* WHAT TO WORK ON
Copy every line below where the string "mapTo" is found.

(Stored items)
- Opening Delimiter -
PR #7115, opened 2023-06-13
refactor: Turn some hard-coded directories into sets

sschuberth:

### DIFF
--- a/analyzer/src/main/kotlin/PackageManager.kt
+++ b/analyzer/src/main/kotlin/PackageManager.kt
@@ -80,7 +80,7 @@ abstract class PackageManager(
          */
         val ENABLED_BY_DEFAULT by lazy { ALL.values.filter { it.isEnabledByDefault } }
 
-        private val PACKAGE_MANAGER_DIRECTORIES = listOf(
+        private val PACKAGE_MANAGER_DIRECTORIES = setOf(
             // Ignore intermediate build system directories.
             ".gradle",
             ".yarn",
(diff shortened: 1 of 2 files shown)


scanner/src/main/kotlin/utils/FileListResolver.kt
```diff
@@ -74,18 +74,14 @@ private fun ProvenanceFileStorage.getFileList(provenance: KnownProvenance): File
...
-        !IGNORED_DIRECTORY_MATCHER.matches(it.relativeTo(dir).invariantSeparatorsPath)
+        it.name !in VCS_DIRECTORIES
     }.filter {
         it.isFile
     }.mapTo(mutableSetOf()) {
         FileEntry(path = it.relativeTo(dir).invariantSeparatorsPath, sha1 = HashAlgorithm.SHA1.calculate(it))
     }
 
-    return FileList(ignorePatterns = IGNORED_DIRECTORY_MATCHER.patterns.toSet(), files = files)
+    return FileList(ignorePatterns = VCS_DIRECTORIES.mapTo(mutableSetOf()) { "**/$it" }, files = files)
```
fviernau, line 86: Previously, the patterns passed to file list have been used to filter things. So, there was no risk that the patterns passed to `FileList` is inconsistent with the patterns used for the filtering. 

The new code requires the lambda in line 78 - 80 to be consistent with the patterns passed in line 86. Therefore, I slightly prefer the previous code.

What do you think?

fviernau (changes requested):

scanner/src/main/kotlin/utils/FileListResolver.kt
sschuberth: I've dropped that commit.

fviernau (approved):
- Closing Delimiter -
* ANSWER BELOW
     }.mapTo(mutableSetOf()) {
+    return FileList(ignorePatterns = VCS_DIRECTORIES.mapTo(mutableSetOf()) { "**/$it" }, files = files)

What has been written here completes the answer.